In September 2020, the Government announced new planning regulations that will require new homes built under permitted development rights to be over 37 square metres for a one-bedroom flat, 30 square metres with a shower room rather than a bathroom.

These are not included under Building Regulations but act as part of the planning guidelines for councils. 

The changes are part of wider reforms to planning regulations and the planning system, intended to simplify processes and improve living standards.

8. Are you aware of Making Tax Digital?

As part of plans to digitalise tax, the Government is phasing in its Making Tax Digital programme over the next couple of years. The changes are designed to improve accuracy and efficiency and should make it easier for landlords to get their tax right. It will mean that the tax is calculated throughout the year, so instead of completing an annual tax return landlords will send quarterly updates of income and expenses via their digital tax account to HMRC.

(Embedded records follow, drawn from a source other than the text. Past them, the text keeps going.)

PR #819, opened 2022-09-28
Enable crate sorting with `rustfmt`

charlesbluca:
This PR builds off of #817 to enable crate sorting through `rustfmt`, a feature currently only contained in nightly packages.

PR #1023, opened 2023-01-31
Fix Rust `format!` clippy errors

sarahyurick:
See: https://rust-lang.github.io/rust-clippy/master/index.html#uninlined_format_args


charlesbluca (approved):
Thanks @sarahyurick! Given the fact that this isn't the first time where CI has broken due to changes in the nightly Rust toolchain, wonder if we should also opt to pin to a specific version and bump periodically (would be preferable to have this automated somehow).

Think that this should be controlled with this step:

https://github.com/dask-contrib/dask-sql/blob/910fe199c03316827f00c98b6f540b83d0fddba0/.github/workflows/style.yml#L18-L21

sarahyurick:
> https://github.com/dask-contrib/dask-sql/blob/910fe199c03316827f00c98b6f540b83d0fddba0/.github/workflows/style.yml#L18-L21

Is there a reason we aren't using the stable version?

charlesbluca:
Yeah this was because we wanted to introduce sorting for crate statements as part of our linting process, which at the time was only supported with the nightly version of `rustfmt` (xref https://github.com/dask-contrib/dask-sql/pull/819); it's unclear to me if this is still the case now, though theoretically at some point in the future we shouldn't need that step once this feature becomes part of the stable toolchain.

From their next accounting period, starting on or after 6 April 2023, self-employed businesses and landlords with annual business or property income above £10,000 will need to follow the rules for Making Tax Digital for income tax.

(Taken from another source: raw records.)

PR #1025, opened 2023-02-01
Improve scalar logic for timestamps

### LINKED ISSUE #982: Timestamp improvements

sarahyurick:
Closes https://github.com/dask-contrib/dask-sql/issues/982

After some investigation, I found inconsistencies in our timestamp logic regarding whether scalars are interpreted as being in seconds versus in nanoseconds. Since Spark and PostgreSQL both interpret scalars as seconds, the changes in this PR reflect that.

Some businesses and agents are already keeping digital records and providing updates to HMRC as part of a live pilot to test and develop the Making Tax Digital service for income tax. If you are a self-employed business or landlord you can voluntarily use software to keep business records digitally and send income tax updates to HMRC instead of filing a self assessment tax return.

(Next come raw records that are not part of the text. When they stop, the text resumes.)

PR #1027, opened 2023-02-02
Implement join reordering of fact-dimension joins

sarahyurick:
Reopening #950 here.

This PR implements a new logical plan optimization rule based on the paper [Improving Join Reordering for Large Scale Distributed Computing](https://ieeexplore.ieee.org/document/9378281).


dask_planner/src/sql/optimizer/join_reorder.rs
```diff
@@ -0,0 +1,385 @@
...
+    /// filtered relation
+    filter_selectivity: f64,
+}
+
+impl Default for JoinReorder {
+    fn default() -> Self {
+        Self {
+            max_fact_tables: 2,
+            // FIXME: fact_dimension_ratio should be 0.3
+            fact_dimension_ratio: 0.7,
```
sarahyurick, line 29: Ideally, this should be 0.3, but queries 17, 25, 29, and 85 currently fail without a stricter ratio. This suggests that more work needs to be done with reordering fact-to-fact joins.

dask_planner/src/sql/optimizer/join_reorder.rs
```diff
@@ -0,0 +1,385 @@
...
+            for key in join_keys {
+                conds.remove(&key);
+            }
+
+            /* FIXME: Build join with join_keys when needed
+            self.join(
+                right: LogicalPlan,
+                join_type: JoinType,
+                join_keys: (Vec<impl Into<Column>>, Vec<impl Into<Column>>),
+                filter: Option<Expr>,
```
sarahyurick, line 362: Probably the biggest improvement we need is to support join filters correctly. This should allow us to run query 72, which is expected to have the largest performance gain with join reordering. Other queries affected include queries 75 and 93.

sarahyurick (commented):
While this PR does not work for all cases, it implements basic join reordering logic. I've opened https://github.com/dask-contrib/dask-sql/issues/1069 to address additional features in the future.

For now, though, I'll be focusing on dynamic partition pruning, so I wanted to open this PR up for review.

dask_planner/src/sql/optimizer/join_reorder.rs
```diff
@@ -0,0 +1,385 @@
...
+    /// Plan containing the table scan for the fact or dimension table
+    /// May also contain Filter and SubqueryAlias
+    plan: LogicalPlan,
+    /// Estimated size of the underlying table before any filtering is applied
+    size: usize,
+}
+
+impl Relation {
+    fn new(plan: LogicalPlan) -> Self {
+        let size = get_table_size(&plan).unwrap_or(100);
```
jdye64, line 194: I feel like a warning should be issued here if we default to 100. I could see situations where undesired optimizing could occur if this defaulted to 100. This isn't something we can "fix" but we should alert the user that it is happening so they can be aware.

jdye64 (changes requested):
Great PR. This is a complicated bit of logic but was well written and easy to follow/understand. I would like to see a user facing warning when the statistics defaults to 100 for the row count just so users don't get blindsided by unexpected optimizations. Otherwise this is great.

dask_planner/src/sql/optimizer/join_reorder.rs
sarahyurick: Thanks for reviewing! Updated.

dask_planner/src/sql/optimizer/join_reorder.rs
```diff
@@ -0,0 +1,392 @@
+//! Join reordering based on the paper "Improving Join Reordering for Large Scale Distributed Computing"
+//! https://ieeexplore.ieee.org/document/9378281
```
charlesbluca, line 2: Do we have a link to the modified join reorder algorithm implemented in spark-rapids that we could also include here?

charlesbluca (commented):
Thanks @sarahyurick! Just a few initial comments before I dig into the bulk of the algorithm itself:

dask_planner/src/sql/optimizer/join_reorder.rs
```diff
@@ -0,0 +1,392 @@
...
+    /// Maximum number of fact tables to allow in a join
+    max_fact_tables: usize,
+    /// Ratio of the size of the dimension tables to fact tables
+    fact_dimension_ratio: f64,
+    /// Whether to preserve user-defined order of unfiltered dimensions
+    preserve_user_order: bool,
+    /// Constant to use when determining the number of rows produced by a
+    /// filtered relation
+    filter_selectivity: f64,
+}
```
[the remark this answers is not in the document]
sarahyurick: That's not something I had thought of, but I don't see why not. Could be a nice feature.

dask_planner/src/sql/optimizer/join_reorder.rs
```diff
@@ -0,0 +1,392 @@
...
+
+    if !is_supported_join(join) {
+        return Ok(Some(plan.clone()));
+    }
+
+    // Extract the relations and join conditions
+    let (rels, conds) = extract_inner_joins(plan);
+
+    // Split rels into facts and dims
+    let rels: Vec<Relation> = rels.into_iter().map(Relation::new).collect();
```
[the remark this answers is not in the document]
sarahyurick: Nope, could totally be done in the `extract_inner_joins` function. Do you have a preference here?

dask_planner/src/sql/optimizer/join_reorder.rs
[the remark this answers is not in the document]
charlesbluca: Mostly thinking about if this is something we would expect end-users to want to tune manually, or if it's something we expect to have a sensible default for that tends to just work - definitely okay with handling something like this in a follow-up if it's worthwhile

dask_planner/src/sql/optimizer/join_reorder.rs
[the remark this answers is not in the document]
charlesbluca: My preference would be to do this in `extract_inner_joins` (if doing so isn't particularly nasty), since we seemingly don't have any use for the returned `Vec<LogicalPlan>` past this point

dask_planner/src/sql/optimizer/join_reorder.rs
```diff
@@ -0,0 +1,392 @@
...
+    let largest_rel = rels.iter().map(|rel| rel.size).max().unwrap() as f64;
```
ayushdg, line 83: Would it be possible to unwrap or raise an error since we expect `rels` to have atleast 1 element.

ayushdg (changes requested):
Could we add a couple of test cases here with different table sizes to assert things are re-ordering as expected? No strong preference on whether it should be python or a rust test.

dask_planner/src/sql/optimizer/join_reorder.rs
sarahyurick: I can't really imagine a case where we'd run into this - we've already checked that there are joins in the query, and in the case where we don't know the table sizes it defaults to 100 and issues a warning. So we can always expect at least 2 tables with (in the default case scenario) the largest size being 100.

dask_planner/src/sql/optimizer/join_reorder.rs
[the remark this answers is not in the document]
sarahyurick: Added to https://github.com/dask-contrib/dask-sql/issues/1069

sarahyurick:
Thanks @charlesbluca and @ayushdg ! Updated from your suggestions, lmk what you think.

randerzander (approved):
I compared Dask-SQL main vs this PR on a set of internal benchmark queries. This PR is about 3% faster overall. Any query where perf was worse looks within typical noise range.

tests/integration/test_join.py
```diff
@@ -402,6 +403,50 @@ def test_filter_columns_post_join(c):
     assert_eq(result_df, expected_df)
 
 
+def test_join_reorder(c):
```
charlesbluca, line 406: Could we add some tests around other potential join cases we would run into? In particular maybe some with:

- unsupported join types / conditions
- joins that would result in more than 2 dominant fact tables
-

dask_planner/src/sql/optimizer/join_reorder.rs
```diff
@@ -0,0 +1,392 @@
...
+                result.push(unfiltered_dimensions.remove(0));
+            }
+        } else if !filtered_dimensions.is_empty() {
+            result.push(filtered_dimensions.remove(0));
+        } else {
+            result.push(unfiltered_dimensions.remove(0));
+        }
+    }
+    assert!(filtered_dimensions.is_empty());
+    assert!(unfiltered_dimensions.is_empty());
```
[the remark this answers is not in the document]
sarahyurick: Yeah, they can be removed now.

dask_planner/src/sql/optimizer/join_reorder.rs
```diff
@@ -0,0 +1,392 @@
...
+    for cond in &conds {
+        match cond {
+            (Expr::Column(l), Expr::Column(r)) => {
+                join_conds.insert((l.clone(), r.clone()));
+            }
+            _ => {
+                return Ok(Some(plan.clone()));
+            }
+        }
+    }
```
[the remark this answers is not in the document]
sarahyurick: Sure, that makes sense to me!

tests/integration/test_join.py
sarahyurick: The logic for joins involving different combinations of numbers of fact tables versus numbers of dimension tables is a little shaky (especially depending on the number of fact tables and fact-fact joins), so I'd prefer to hold off there until I have a better solution for multiple fact tables. I have this listed in https://github.com/dask-contrib/dask-sql/issues/1069

I can work on examples for unsupported join types and conditions, though.

dask_planner/src/sql/optimizer/join_reorder.rs
```diff
@@ -0,0 +1,392 @@
...
+        // If the ratio is larger than the fact_dimension_ratio, it is a fact table
+        // Else, it is a dimension table
+        if rel.size as f64 / largest_rel > rule.fact_dimension_ratio {
+            facts.push(rel.clone());
+        } else {
+            dims.push(rel.clone());
+        }
+    }
+
+    if facts.is_empty() || dims.is_empty() {
```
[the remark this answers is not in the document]
sarahyurick: I tried removing `facts.is_empty()` and ended up with a couple of PyTest failures. You're right that it's serving basically the same purpose as having `rels.is_empty()` would.

sarahyurick:
Thanks @charlesbluca ! I've updated from your suggestions. I also added an additional test: by default, join reordering should only be done with filtered tables, so we demonstrate that the plan remains unchanged with unfiltered tables. Let me know if there's any additional conditions we should check.

charlesbluca (approved):
Thanks for addressing all my comments @sarahyurick! Overall this LGTM, though would also like to get a thumbs up from @jdye64 and/or @ayushdg here who have a little more experience with optimizers

ayushdg (approved):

Commercial landlords or those who have ‘opted to tax’ for VAT purposes, may need to follow Making Tax Digital rules sooner, depending on their property income.

We’ve outlined Making Tax Digital for VAT below, but if this applies to you, we’d advise you to speak to your tax adviser to find out how you are affected by the changes.

Currently, only VAT-registered businesses with a taxable turnover above the VAT threshold (£85,000) are required to follow Making Tax Digital rules. However, from April 2021 all VAT-registered businesses (including those with a taxable turnover below £85,000) will be expected to utilise Making Tax Digital compatible software to file their tax returns digitally for VAT periods starting on or after 1 April 2022. See here for exceptions.

It’s always best to be prepared, so if you are running your buy to let business as a VAT registered trader but are below the VAT threshold, you can voluntarily join the Making Tax Digital service now.